Часовня св.Людовика построена на холмике высотой в двести футов, в том месте, где, по преданию, умер в 1270 году король Франции. Место это огорожено решёткой, но там гораздо меньше деревьев и кустов, чем обломков античных статуй, ваз, пилястров, колонн, капителей и стел. Позади часовни находится монастырь миссионеров, настоятелем которого был в то время учёный-археолог, отец Делатр. Отсюда открывается вид на все побережье от Карфагенского мыса до предместья Ла-Гуллетт.

У подножия холма расположились несколько дворцов в арабском стиле, но с английскими "пирсами", к причалам которых, изящно выдвинутым в море, могут приставать самые различные суда. Вдалеке виднеется великолепный залив, где, правда, нет античных развалин, зато каждая коса, каждый мыс, каждая гора связаны с каким-нибудь историческим воспоминанием.

Дворцы и виллы разбросаны по всему побережью до того места, где некогда находился карфагенский порт; кое-где на дне оврагов, среди каменных россыпей, или на сероватой земле, почти непригодной к обработке, примостились жалкие домишки бедняков. Большинство их обитателей зарабатывают себе на жизнь тем, что подбирают или выкапывают из земли более или менее ценные предметы карфагенской эпохи – бронзу, камни, глиняные изделия, медали, монеты, которые монастырь покупает для своего археологического музея скорее из жалости к этим беднякам, чем по необходимости.

У иных лачуг всего две-три стены. Можно "подумать, что это развалины древних мечетей, сохранившие свою белизну в этой солнечной стране.

Доктор и его спутники подъезжали к каждому дому, тщательно осматривали его, разыскивая повсюду госпожу Батори, хотя им трудно было поверить, что она могла впасть в такую нищету.

Вдруг экипаж остановился у полуразрушенного дома, где вместо двери зияло отверстие, пробитое в заросшей травой и кустами стене.

Перед лачугой сидела старуха в тёмном плаще.
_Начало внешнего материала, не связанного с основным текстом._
PR #1149, opened 2020-05-23
Disputable Voting: Implement smart contracts

facuspagnuolo:
This PR builds on top of #1140 

### Current version - Rinkeby
- Testing DAO [agreement](https://rinkeby.aragon.org/#/agreement)
- Registered under [`disputable-voting.open.aragonpm.eth`](https://rinkeby.etherscan.io/tx/0xf16b22950d1a7c18697d14dd6c80c1673586fea17782fbae496a2c7ee491840e)
  - App ID `0x705b5084c67966bb8e4640b28bab7a1e51e03d209d84e3a04d2a4f7415f93b34`
  - Contract [`0xb7c1938a827a3d1a984ebb7d66b4a8acf10d2eed`](https://rinkeby.etherscan.io/address/0x1C0032515055387f49053d2A20b5A5a5ef365b94)
  - Content [`Qmc8TpeZXmTmsQ8zp6XavorzB3nMfEUuUxGpk2bYDtTFLC`](https://ipfs.io/ipfs/Qmc8TpeZXmTmsQ8zp6XavorzB3nMfEUuUxGpk2bYDtTFLC)


apps/voting/contracts/Voting.sol
```diff
@@ -515,12 +547,69 @@ contract Voting is IForwarder, AragonApp {
...
+        vote_.pauseDuration = getTimestamp64().sub(vote_.pausedAt);
+        emit CancelVote(_voteId);
+    }
+
+    /**
+    * @dev Void an entry
+    * @param _voteId Identification number of the entry to be voided
+    */
+    function _onDisputableVoided(uint256 _voteId) internal {
+        _onDisputableRejected(_voteId);
```
bingen, line 610: Are we sure this is what we want? I wonder if this should be an init param (to decide the behavior, I mean)

apps/voting/contracts/test/mocks/DisputableVotingMock.sol
```diff
@@ -0,0 +1,15 @@
+pragma solidity 0.4.24;
+
+import "../../Voting.sol";
+import "@aragon/test-helpers/contracts/TimeHelpersMock.sol";
+
+
+contract DisputableVotingMock is Voting, TimeHelpersMock {
```
bingen, line 7: Why are we splitting this?

apps/voting/test/contracts/voting_delegation.js
```diff
@@ -439,8 +438,8 @@ contract('Voting delegation', ([_, root, voter, anotherVoter, thirdVoter, repres
       })
 
       context('when the input is not valid', () => {
-        const repeat = (x, y) => [...Array(x).map(() => y)]
-        const voters = repeat(101, voter)
+        const repeat = (x, y) => [...Array(x)].map(() => y)
+        const voters = repeat(71, voter)
```
bingen, line 442: We could define this as a constant somewhere in these tests, or even better, add a getter to the mock contract that returns the constant and fetch it from there.

apps/voting/truffle.js
```diff
@@ -1 +1,6 @@
-module.exports = require('@aragon/truffle-config-v4')
+const TruffleConfig = require('@aragon/truffle-config-v5/truffle-config')
+
+TruffleConfig.compilers.solc.version = '0.4.24'
+TruffleConfig.compilers.solc.settings.optimizer.runs = 1000
```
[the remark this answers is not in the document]
facuspagnuolo: Yup, will see how we can optimize it

apps/voting/contracts/Voting.sol
```diff
@@ -40,9 +41,19 @@ contract Voting is IForwarder, AragonApp {
     string private constant ERROR_INVALID_OVERRULE_WINDOW = "VOTING_INVALID_OVERRULE_WINDOW";
     string private constant ERROR_DELEGATES_EXCEEDS_MAX_LEN = "VOTING_DELEGATES_EXCEEDS_MAX_LEN";
     string private constant ERROR_INVALID_DELEGATES_INPUT_LEN = "VOTING_INVALID_DELEGATES_INPUT_LEN";
+    string private constant ERROR_CANNOT_PAUSE_VOTE = "VOTING_CANNOT_PAUSE_VOTE";
+    string private constant ERROR_VOTE_NOT_PAUSED = "VOTING_VOTE_NOT_PAUSED";
 
     enum VoterState { Absent, Yea, Nay }
 
+    enum DisputableStatus {
+        Invalid,                        // A vote that has not been reported to the Agreement
```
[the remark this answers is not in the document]
facuspagnuolo: This would be the case for an existing vote in case you upgrade a current voting app to this one

apps/voting/contracts/Voting.sol
```diff
@@ -291,7 +300,9 @@ contract Voting is IForwarder, AragonApp {
     * @return True if the given vote can be executed, false otherwise
     */
     function canExecute(uint256 _voteId) public view voteExists(_voteId) returns (bool) {
-        return _canExecute(votes[_voteId]);
+        Vote storage vote_ = votes[_voteId];
+        bool can = _canExecute(vote_);
+        return vote_.disputableStatus == DisputableStatus.Invalid ? can : can && _canProceed(vote_.actionId);
```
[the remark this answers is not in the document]
facuspagnuolo: I decided not to have it in the internal method but to have it in the external one. Note that  `closeAction` is called when a vote is executed. It is the Agreement responsibility to not allow closing actions that are being disputed.

apps/voting/contracts/Voting.sol
```diff
@@ -301,7 +312,9 @@ contract Voting is IForwarder, AragonApp {
     * @return True if the given voter can participate a certain vote, false otherwise
     */
     function canVote(uint256 _voteId, address _voter) public view voteExists(_voteId) returns (bool) {
-        return _canVote(votes[_voteId], _voter);
+        Vote storage vote_ = votes[_voteId];
+        bool can = _canVote(vote_, _voter);
+        return vote_.disputableStatus == DisputableStatus.Invalid ? can : can && _canProceed(vote_.actionId);
```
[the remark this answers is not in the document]
facuspagnuolo: Read the answer posted above. However, for this case, not that `_isVoteOpen` will return false if the vote is paused or cancelled

apps/voting/contracts/Voting.sol
facuspagnuolo: Based on a conversation with @lkngtn that's the case. However, we could parameterize this in the future

apps/agreement/contracts/disputable/IDisputable.sol
```diff
@@ -0,0 +1,38 @@
+/*
+ * SPDX-License-Identitifer:    GPL-3.0-or-later
+ */
+
+pragma solidity 0.4.24;
```
sohkai, line 5: A bit of a nitpick, but usually for these inheritable contracts, we use license as MIT and allow a loose pragma.

apps/voting/contracts/Voting.sol
```diff
@@ -174,16 +192,6 @@ contract Voting is IForwarder, AragonApp {
         emit ChangeRepresentative(msg.sender, _representative);
     }
 
-    /**
-    * @notice Create a new vote about "`_metadata`"
-    * @param _executionScript EVM script to be executed on approval
-    * @param _metadata Vote metadata
-    * @return voteId Id for newly created vote
-    */
-    function newVote(bytes _executionScript, string _metadata) external auth(CREATE_VOTES_ROLE) returns (uint256 voteId) {
```
sohkai, line 183: It looks like we may have removed this due to space requirements, but we will have to be careful about being backwards compatible on frontends/etc.

sohkai, line 183: Also wondering, are we able to repurpose the `string` metadata argument into the Agreement context?

apps/voting/contracts/Voting.sol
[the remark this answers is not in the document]
bingen: Ok

bingen:
Another generic comment I have: we should remove completely the option of “early execution”. With it somebody can create a vote, cast and execute in one transaction, bypassing the protection of the Agreements (for instance for 51% attack).

apps/voting/contracts/Voting.sol
```diff
@@ -291,7 +277,9 @@ contract Voting is IForwarder, AragonApp {
     * @return True if the given vote can be executed, false otherwise
     */
     function canExecute(uint256 _voteId) public view voteExists(_voteId) returns (bool) {
-        return _canExecute(votes[_voteId]);
+        Vote storage vote_ = votes[_voteId];
+        bool can = _canExecute(vote_);
+        return vote_.disputableStatus == DisputableStatus.Invalid ? can : can && _canProceed(vote_.actionId);
```
willjgriff, line 282: I don't fully understand the Agreements app, but what's the reason for checking `_canProceed` here? Does the `_isPausedOrCancelled` function called by `_canExecute` not cover this?

bingen: Yes, that sounds right. Actually see this comment: https://github.com/aragon/aragon-apps/pull/1149#discussion_r430596773

apps/voting/contracts/Voting.sol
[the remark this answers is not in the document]
bingen: So then, as `_canVote` calls `_isVoteOpen`, we don’t even need to call `_canProceed` here either, right?
See this comment: https://github.com/aragon/aragon-apps/pull/1149#discussion_r432418812

apps/voting/contracts/Voting.sol
facuspagnuolo: I think we are, that is indeed how the proposed implementation works

apps/voting/contracts/Voting.sol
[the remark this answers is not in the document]
facuspagnuolo: I'll resolve this conversation and continue it in Will's thread bellow to avoid confusion

apps/voting/contracts/Voting.sol
facuspagnuolo: > what's the reason for checking `_canProceed` here?

The rationale is that some of the things happening in the Agreement app are being cached in the side of the Voting app. This is the case of a vote being challenged (paused) for example. 

Note that if we don't cache this status there is no security issue tho, I think it's better to do it to ensure a better UX. For example, if you try to execute a vote being challenged, therefore you will try to close the Agreement action and it will fail. Having these caches allows us to improve the querying methods, otherwise `canVote` or `canExecute` could return a false positive. 

> Does the `_isPausedOrCancelled` function called by `_canExecute` not cover this?

Potentially, we cannot be 100% sure our cache works totally perfect. We can now, but the Agreement app could be upgraded or whatever. Thus, I think it's a good idea to properly check against the Agreement app if an action can proceed in these query methods.

What do you guys think?

willjgriff: Ah yeah, I understand now. It seems reasonable. However, would like to point out, in the case an agreement action is not ready `vote()` is only restricted by agreements if it can also execute the vote. Where as `canVote()` is restricted by agreements whether it can execute it or not. So I think there could be situations where `canVote()` fails but `vote()` is still executable.

bingen: It sounds good to me, although a little bit inconsistent, as for casting a vote we rely on the local cache only, instead of also going to Agreements to check, right?

bingen: > Ah yeah, I understand now. It seems reasonable. However, would like to point out, in the case an agreement action is not ready `vote()` is only restricted by agreements if it can also execute the vote. Where as `canVote()` is restricted by agreements whether it can execute it or not. So I think there could be situations where `canVote()` fails but `vote()` is still executable.

Oh, I didn’t have Github page refreshed while I was trying to analyze this, so I didn’t see your previous response, but yes, I mean essentially the same (you explained it better actually :wink: )

facuspagnuolo: That totally makes sense, added the `_canProceed` check to the internal methods for now then

apps/voting-disputable/contracts/DisputableVoting.sol
```diff
@@ -0,0 +1,745 @@
...
+        // If non of the above conditions are met, it can be executed
+        return true;
+    }
+
+    /**
+    * @dev Internal function to check if a voter can participate on a vote. It assumes the queried vote exists.
+    * @return True if the given voter can participate a certain vote, false otherwise
+    */
+    function _canVote(Vote storage vote_, address _voter) internal view returns (bool) {
+        return _isVoteOpen(vote_) && _canProceedAgreementAction(vote_.actionId) && token.balanceOfAt(_voter, vote_.snapshotBlock) > 0;
```
willjgriff, line 598: On second thoughts this might not work actually. I've looked at Agreements more and afaik `_canProceedAgreementAction(vote_.actionId)` will return false if an Action is voided. But in the case of this app we still want to be able to vote if an Action is voided.

apps/voting-disputable/contracts/DisputableVoting.sol
```diff
@@ -0,0 +1,745 @@
...
+    function executeVote(uint256 _voteId) external voteExists(_voteId) {
+        _executeVote(_voteId);
+    }
+
+    // Forwarding fns
+
+    /**
+    * @notice Creates a vote to execute the desired action, and casts a support vote if possible
+    * @dev IForwarder interface conformance
+    *      Disputable apps require to be the initial step in the forwarding chain
```
sohkai, line 228:
```suggestion
    *      Disputable apps are required to be the initial step in the forwarding chain
```

apps/voting-disputable/contracts/DisputableVoting.sol
```diff
@@ -0,0 +1,745 @@
...
+    * @param _evmScript Start vote with script
```
sohkai, line 229:
```suggestion
    * @param _evmScript EVM script to be executed on approval
```

apps/voting-disputable/contracts/DisputableVoting.sol
```diff
@@ -0,0 +1,745 @@
...
+    * @param _voteId Vote identifier
+    * @return Vote agreement action ID
+    * @return Vote paused date
+    * @return Vote paused duration
+    * @return Vote disputable status
+    */
+    function getDisputableInfo(uint256 _voteId)
+        external
+        view
+        returns (
```
sohkai, line 341: This should have the `voteExists` modifier

apps/voting-disputable/contracts/DisputableVoting.sol
```diff
@@ -0,0 +1,745 @@
...
+        return _isRepresentativeOf(_voter, _representative);
+    }
+
+    /**
+    * @notice Tells whether vote #`_voteId` is within the overrule period for delegated votes or not
+    * @dev Initialization check is implicitly provided by `voteExists()` as new votes can only be
+    *      created via `newVote(),` which requires initialization
+    * @return True if the requested vote is within the overrule window for delegated votes, false otherwise
+    */
+    function withinOverruleWindow(uint256 _voteId) public view voteExists(_voteId) returns (bool) {
```
sohkai, line 400: I'm wondering if we should just make all the getters `external`; I don't think we'll see much inheritance in practice with the size limit, and there are always the internal methods exposed anyway.

On that note, maybe we should make all the internal ones `private` too, to close this off entirely from extension?

apps/voting-disputable/contracts/DisputableVoting.sol
```diff
@@ -0,0 +1,745 @@
...
+
+        Vote storage vote_ = votes[voteId];
+        vote_.startDate = getTimestamp64();
+        vote_.snapshotBlock = snapshotBlock;
+        vote_.overruleWindow = overruleWindow;
+        vote_.supportRequiredPct = supportRequiredPct;
+        vote_.minAcceptQuorumPct = minAcceptQuorumPct;
+        vote_.votingPower = votingPower;
+        vote_.executionScript = _executionScript;
+        vote_.actionId = _newAgreementAction(voteId, msg.sender, bytes(_metadata));
```
sohkai, line 426: I might move this down to its own line and add some comments, since this is going to call an external contract

apps/voting-disputable/contracts/DisputableVoting.sol
```diff
@@ -0,0 +1,745 @@
...
+                emit ProxyVoteFailure(_voteId, voter, msg.sender);
+            }
+        }
+    }
+
+    /**
+    * @dev Internal function for a representative to cast a vote on behalf of a voter. It assumes the queried vote exists.
+    */
+    function _voteOnBehalfOf(uint256 _voteId, bool _supports, address _voter, address _representative) internal {
+        Vote storage vote_ = votes[_voteId];
```
sohkai, line 474: It's kind of weird this has a very different signature than the other one.

Another thing I'm thinking about is just taking the `Vote` as a storage variable, as extra SLOADs are so expensive now.

apps/voting-disputable/contracts/DisputableVoting.sol
```diff
@@ -0,0 +1,745 @@
...
+        _closeAgreementAction(vote_.actionId);
+
+        bytes memory input = new bytes(0); // TODO: Consider input for voting scripts
+        address[] memory blacklist = new address[](1);
+        blacklist[0] = address(_getAgreement());
+        runScript(vote_.executionScript, input, blacklist);
+        emit ExecuteVote(_voteId);
+    }
+
+    /**
```
sohkai, line 506: More of a meta note, but I would recommend putting one of those big headers for these disputable actions (perhaps even before the internal functions), to better group them.

apps/voting-disputable/contracts/DisputableVoting.sol
```diff
@@ -0,0 +1,745 @@
...
+        vote_.pauseDuration = getTimestamp64().sub(vote_.pausedAt);
+        emit CancelVote(_voteId);
+    }
+
+    /**
+    * @dev Void an entry
+    * @param _voteId Identification number of the entry to be voided
+    */
+    function _onDisputableActionVoided(uint256 _voteId) internal {
+        _onDisputableActionAllowed(_voteId);
```
sohkai, line 550: Haha this is a little bit misleading, especially with the natspec.

Perhaps we can write some comments here to explain why we're choosing `allowed`.

apps/voting-disputable/contracts/DisputableVoting.sol
```diff
@@ -0,0 +1,745 @@
...
+        if (!_isValuePct(vote_.yea, vote_.votingPower, vote_.minAcceptQuorumPct)) {
+            return false;
+        }
+
+        // If the vote cannot proceed due to an Agreement dispute, it cannot be executed
+        if (!_canProceedAgreementAction(vote_.actionId)) {
+            return false;
+        }
+
+        // If non of the above conditions are met, it can be executed
```
sohkai, line 589:
```suggestion
        // If none of the above conditions are met, it can be executed
```

apps/voting-disputable/contracts/DisputableVoting.sol
```diff
@@ -0,0 +1,745 @@
...
+        if (!_isValuePct(vote_.yea, totalVotes, vote_.supportRequiredPct)) {
+            return false;
+        }
+
+        // If the vote has not reached min quorum, it cannot be executed
+        if (!_isValuePct(vote_.yea, vote_.votingPower, vote_.minAcceptQuorumPct)) {
+            return false;
+        }
+
+        // If the vote cannot proceed due to an Agreement dispute, it cannot be executed
```
sohkai, line 584: Let's leave another comment why we want to double check with the Agreement, even though we already have all the local state available at this point to tell.

apps/voting-disputable/contracts/DisputableVoting.sol
```diff
@@ -0,0 +1,745 @@
...
+    * @return True if the given vote can be executed, false otherwise
+    */
+    function _canExecute(Vote storage vote_) internal view returns (bool) {
+        // If vote is already executed, it cannot be executed again
+        if (vote_.executed) {
+            return false;
+        }
+
+        // If the vote is paused or cancelled, it cannot be executed
+        if (_isPausedOrCancelled(vote_)) {
```
sohkai, line 564: Checking the paused state seems kind of redundant; the only time this check would be important with the other one is when the vote is cancelled, right?

apps/voting-disputable/contracts/DisputableVoting.sol
sohkai, line 598: The `_canProceedAgreementAction()` action may be a bit too expensive to do on every vote and I wonder if we can just check against the local state, e.g. with `_isVoteOpen()`.

apps/voting-disputable/contracts/DisputableVoting.sol
```diff
@@ -0,0 +1,745 @@
...
+    */
+    function _voteEndDate(Vote storage vote_) internal view returns (uint64) {
+        uint64 endDate = vote_.startDate.add(voteTime);
+        DisputableStatus status = vote_.disputableStatus;
+
+        if (status == DisputableStatus.Cancelled) {
+            return vote_.pausedAt.add(vote_.pauseDuration);
+        }
+
+        return endDate.add(vote_.pauseDuration);
```
sohkai, line 676: We can optimize this a bit :).

But also feels a bit weird to not handle the `Paused` state at all. This is only used with `_withinOverruleWindow()`, so I wonder if it's something we should inline into that to bundle the assumptions together with where that function is applied (e.g. it never makes sense for `_withinOverruleWindow()` to return true in a paused state).

apps/voting-disputable/contracts/DisputableVoting.sol
```diff
@@ -0,0 +1,745 @@
...
+    /**
+    * @dev Internal function to cast a vote. It assumes the queried vote exists.
+    */
+    function _vote(uint256 _voteId, bool _supports, address _voter) internal {
+        // This could re-enter, though we can assume the governance token is not malicious
+        Vote storage vote_ = votes[_voteId];
+        _castVote(vote_, _voteId, _supports, _voter);
+        _overwriteCasterIfNecessary(vote_, _voter);
+
+        if (_canExecute(vote_)) {
```
sohkai, line 445: I think we were discussing removing early execution; did we settle on removing it from this version?

apps/voting-disputable/contracts/DisputableVoting.sol
```diff
@@ -0,0 +1,745 @@
...
+    }
+
+    /**
+    * @notice Create a new vote about "`_metadata`"
+    * @param _executionScript EVM script to be executed on approval
+    * @param _metadata Vote metadata
+    * @param _castVote Whether to also cast newly created vote
+    * @return voteId id for newly created vote
+    */
+    function newVote(bytes _executionScript, string _metadata, bool _castVote)
```
sohkai, line 180: Not sure if we want to support the `castVote` mechanism here, or if `forward()` should do the same.

I think we shouldn't (especially on forward, as that was only meant for early execution).

apps/voting-disputable/contracts/DisputableVoting.sol
```diff
@@ -0,0 +1,745 @@
...
+
+    // Forwarding fns
+
+    /**
+    * @notice Creates a vote to execute the desired action, and casts a support vote if possible
+    * @dev IForwarder interface conformance
+    *      Disputable apps require to be the initial step in the forwarding chain
+    * @param _evmScript Start vote with script
+    */
+    function forward(bytes _evmScript) public {
```
sohkai, line 231: I assume we'll be updating this in the future with the bytes?

apps/voting-disputable/contracts/DisputableVoting.sol
```diff
@@ -0,0 +1,745 @@
...
+ * SPDX-License-Identifier:    GPL-3.0-or-later
+ */
+
+pragma solidity 0.4.24;
+
+import "@aragon/os/contracts/apps/AragonApp.sol";
+import "@aragon/os/contracts/common/IForwarder.sol";
+import "@aragon/os/contracts/lib/math/SafeMath.sol";
+import "@aragon/os/contracts/lib/math/SafeMath64.sol";
+import "@aragon/os/contracts/apps/disputable/DisputableApp.sol";
```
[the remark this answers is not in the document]
facuspagnuolo: I like the idea :)

apps/voting-disputable/contracts/DisputableVoting.sol
```diff
@@ -0,0 +1,745 @@
...
+
+    modifier voteExists(uint256 _voteId) {
+        require(_voteExists(_voteId), ERROR_NO_VOTE);
+        _;
+    }
+
+    /**
+    * @notice Initialize Voting app with `_token.symbol(): string` for governance, minimum support of `@formatPct(_supportRequiredPct)`%, minimum acceptance quorum of `@formatPct(_minAcceptQuorumPct)`%, and a voting duration of `@transformTime(_voteTime)`
+    * @param _token MiniMeToken Address that will be used as governance token
+    * @param _supportRequiredPct Percentage of yeas in casted votes for a vote to succeed (expressed as a percentage of 10^18; eg. 10^16 = 1%, 10^18 = 100%)
```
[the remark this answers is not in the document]
facuspagnuolo: I swear I always forget about this one 🙈

apps/voting-disputable/.solcover.js
```diff
@@ -0,0 +1,9 @@
+module.exports = {
+    norpc: true,
+    copyPackages: ['@aragon/os', '@aragon/apps-vault'],
+    skipFiles: [
+        'test',
+        '@aragon/os',
+        '@aragon/apps-vault',
+    ]
```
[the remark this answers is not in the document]
facuspagnuolo: We don't!

apps/voting-disputable/contracts/DisputableVoting.sol
facuspagnuolo: I agree about the `external` ones, but I wouldn't commit to the `internal`s. Why would you avoid people extending this app?

apps/voting-disputable/contracts/DisputableVoting.sol
facuspagnuolo: Totally!

apps/voting-disputable/contracts/DisputableVoting.sol
facuspagnuolo: I think we did, but happy to discuss if you think it's a bad idea or if there is another alternative around it

apps/voting-disputable/contracts/DisputableVoting.sol
facuspagnuolo: Yes, when the new forwarding interface comes :)

apps/voting-disputable/contracts/DisputableVoting.sol
facuspagnuolo: I think it's a matter of whether we want to fully trust the cache or not. This case, compared to executing the vote is different since it is not calling the Agreement (the execute calls `closeAgreementAction`), so we may be allowing someone to vote when it is actually not possible. We can decide to fully trust the cache tho.

apps/voting-disputable/contracts/DisputableVoting.sol
facuspagnuolo: Actually `_isVoteOpen` is already handling this case

apps/voting-disputable/contracts/DisputableVoting.sol
facuspagnuolo: Note that it is also being used in `_isVoteOpen`

facuspagnuolo: `Paused` is being handled when doing `endDate.add(vote_.pauseDuration)`. Note that the pause duration is being set when the vote is resumed from being paused.

facuspagnuolo:
Thanks for the review @sohkai! I addressed almost all your comments, note that I changed a little bit the assumptions we make about the disputable status cache. Added a few lines commenting about this as well.

apps/voting-disputable/contracts/DisputableVoting.sol
sohkai: Two reasons:

1. Extensions are naturally difficult to create and audit, as you have less control over the upstream contract (you're probably better off just copying and updating the original contract)
2. We're most likely not leaving a lot of room for extension anyway, so we should do what we can to make this one cheaper / lighter

But yes, I think between `internal` and `private` solidity doesn't generate different code, so it's probably fine to leave as `internal` (but then the current `private` methods should probably just be made `internal`).

apps/voting-disputable/contracts/DisputableVoting.sol
sohkai: Nope, let's lift it as an assumption / something to confirm.

With disputables, any concept of early execution feels harmful.

apps/voting-disputable/contracts/DisputableVoting.sol
```diff
@@ -543,13 +470,76 @@ contract DisputableVoting is DisputableApp {
...
+        vote_.snapshotBlock = snapshotBlock;
+        vote_.overruleWindow = overruleWindow;
+        vote_.supportRequiredPct = supportRequiredPct;
+        vote_.minAcceptQuorumPct = minAcceptQuorumPct;
+        vote_.votingPower = votingPower;
+        vote_.executionScript = _executionScript;
+        vote_.disputableStatus = DisputableStatus.Active;
+
+        // Notify the Agreement app tied to the current voting app about the vote created.
+        // This is mandatory to make votes disputable, we then store its reference on the Agreement app.
```
sohkai, line 506:
```suggestion
        // This is mandatory to make the vote disputable, by storing a reference to it on the Agreement app.
```

apps/voting-disputable/contracts/DisputableVoting.sol
```diff
@@ -543,13 +470,76 @@ contract DisputableVoting is DisputableApp {
...
+        vote_.actionId = _newAgreementAction(voteId, msg.sender, bytes(_metadata));
+
+        emit StartVote(voteId, msg.sender, _metadata);
+    }
+
+    /**
+    * @dev Internal function to cast a vote. It assumes the queried vote exists.
```
sohkai, line 513: If we have this assumption, I wonder if we should prefix with `unsafe`?

Or perhaps better, is just to use the `Vote storage` variable.

apps/voting-disputable/contracts/DisputableVoting.sol
```diff
@@ -581,12 +566,10 @@ contract DisputableVoting is DisputableApp {
...
-        // If the vote cannot proceed due to an Agreement dispute, it cannot be executed
-        if (!_canProceedAgreementAction(vote_.actionId)) {
-            return false;
-        }
-
-        // If none of the above conditions are met, it can be executed
+        // If none of the above conditions are met, it can be executed.
+        // We are not checking if the vote can proceed against the Agreement app since it will
+        // be tried to be closed when executed. This means the close call will fail in the Agreement
+        // side if the vote's status cache on the voting app was outdated for some weird reason.
```
sohkai, line 572:
```suggestion
        // At this point, we are not checking if the vote can proceed against the Agreement app.
        // This will be done on the vote's execution, as it tries to close the action with the Agreement app.
        // This means the close call can fail in the Agreement's side if the status cache here was outdated
        // for some weird reason.
```

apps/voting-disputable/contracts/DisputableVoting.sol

Петер узнал её!.. У него вырвался крик!.. Это была его мать!.. Он подбежал к ней, бросился на колени, обхватил её руками!.. Но она не отвечала на ласки сына и, казалось, не узнавала его!

– Матушка!.. Матушка!.. – повторял он. Доктор, Луиджи и Мария обступили госпожу Батори.

В этот миг из-за угла дома показался старик.

Это был Борик.

Прежде всего он узнал доктора Антекирта, и ноги у него подкосились. Потом заметил Петера… Петера, которого сам проводил в последний путь на кладбище в Рагузе!.. Это было уж слишком! Старик замертво упал на землю, успев только прошептать:

– Она потеряла рассудок.

Итак, Петер нашёл свою мать, но тело её было лишено души! И даже внезапное появление сына, которого она считала мёртвым, не пробудило в ней воспоминаний о прошлом!

Госпожа Батори встала, глаза её, ещё не совсем потухшие, растерянно блуждали по сторонам. Никого не узнав, не промолвив ни слова, она вошла в лачугу, куда по знаку доктора за ней последовала Мария.

Петер остался недвижно стоять на пороге: он не мог, не смел сделать ни одного шага!

Между тем доктору удалось привести в сознание Борика, и, открыв глаза, старик воскликнул:

– Вы, господин Петер!.. Вы живы?

– Да!.. – ответил Петер. – Да!.. Я жив… Но лучше бы мне было умереть!